PR #469, opened 2019-08-22
Removed usage of put request in favor of patch

### LINKED ISSUE #468: Plan watcher is using put request instead of patch
The current implementation, which updates the migPlan state during different stages of the migration is based on `PUT` requests, which rewrites existing plan completely. This behaviour has some issues, one of them is that the status field get's purged every time when such update is executed.

The idea is to do the same set of actions, but by using the `PATCH` request instead, which will do it more mildly, and avoid described issues.

This also will allow to use existing resource as a source of truth, and will allow to gain more data about the plan for the mocked mig-controller in #442. In some occasions to delete the migplan, and decide if it needs a mocked mig-controller response, there is a need to look into the `status` of the migplan. When this information gets lost, mocks can't simulate constant watching and updates on the definition as the controllers do, which causes issues.

Danil-Grigorev:
Closes #468 by eliminating usage of put requests while updating existing MigPlan.

### DIFF
--- a/src/app/plan/duck/sagas.ts
+++ b/src/app/plan/duck/sagas.ts
@@ -61,16 +61,16 @@ function* getPlanSaga(planName) {
     throw err;
   }
 }
-function* putPlanSaga(getPlanRes, planValues) {
+function* patchPlanSaga(getPlanRes, planValues) {
   const state = yield select();
   const migMeta = state.migMeta;
   const client: IClusterClient = ClientFactory.hostCluster(state);
   try {
-    const updatedMigPlan = updateMigPlanFromValues(getPlanRes.data, planValues);
-    const putPlanResponse = yield client.put(
+    const patch = updateMigPlanFromValues(getPlanRes.data, planValues);
+    const putPlanResponse = yield client.patch(
       new MigResource(MigResourceKind.MigPlan, migMeta.namespace),
       getPlanRes.data.metadata.name,
-      updatedMigPlan
+      patch
     );
     yield put({ type: PlanActionTypes.UPDATE_PLAN, updatedPlan: putPlanResponse.data });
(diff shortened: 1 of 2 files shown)


eriknelson:
Have you actually tested this? I don't think this is as simple as just swapping the method call. We need to make sure the patch object is correct.

eriknelson:
I also don't think we actually have a consensus if it's actually **wrong** to use PUT here. The convenience of UI mocks shouldn't be the driving factor. The question is really which one is the more correct choice from a kube API perspective?

Danil-Grigorev:
I tested this on several migrations, where I tried the functionality on a plan closure and PV discovery, not noticing any issues. Basically previous implementation was doing the patching already, but did it locally, by copying all values from the existing resource on a new resource. https://github.com/fusor/mig-ui/blob/511f0d55838d4772cd31b3f897746f5b5be51ecd/src/client/resources/conversions.ts#L244-L247

The kuberenetes documentation specifies that the existing deployment objects are updated by the patch request. https://kubernetes.io/docs/tasks/run-application/update-api-object-kubectl-patch/ The migPlan is close at it's functionality to a Deployment, it watches the state of migMigrations and do some functionality specified by it's definition. There is no info about usage of patch for other resources, but I don't see if such action is prohibited by some rule or kubernetes anti-pattern.

eriknelson:
Labelling this WIP for a couple reasons:
* I think the PUT vs. PATCH conversation needs some more discussion with the controller team.
* This change as it stands isn't really correct for patch. The patch payload should contain only the fields that need to be updated, not the whole object as you would with a PUT.

eriknelson:
Discussed with @Danil-Grigorev and we're closing this due to reasons discussed on #468

Issue #465, opened 2019-08-21
PVs Moved and PVs Copied fields not updated under Migration Status


jwmatthews:
Click on 'Migrations' after doing a stage/migrate.
We should see the number of PVs copied/moved displayed, but currently shows 0

<img width="1680" alt="2019-08-21 09 03 11" src="https://user-images.githubusercontent.com/206875/63434166-8a38f000-c3f2-11e9-8f8c-68c5454aa958.png">

PR #472, opened 2019-08-23
Added list of copy/move(ed) PVs for migration details

Danil-Grigorev:
- PVs moved/copied is connected to the plan specification.
- Some refactoring in the component.
image

Closes https://github.com/fusor/mig-ui/issues/465


src/app/home/components/DataList/Plans/MigrationsTable.tsx
```diff
@@ -77,7 +44,10 @@ export default class MigrationsTable extends React.Component<any, any> {
       isFailed: false,
       isSucceeded: false,
     };
-
+    if (plan.spec.persistentVolumes && !migration.spec.stage) {
```
eriknelson: PVs can be still be copied during a stage, just not moved. This condition doesn't cover that case.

********

**About this task:** Go through the material above line by line and state how many lines contain "updatedMigPlan". Give only the number.

**Task output:** 2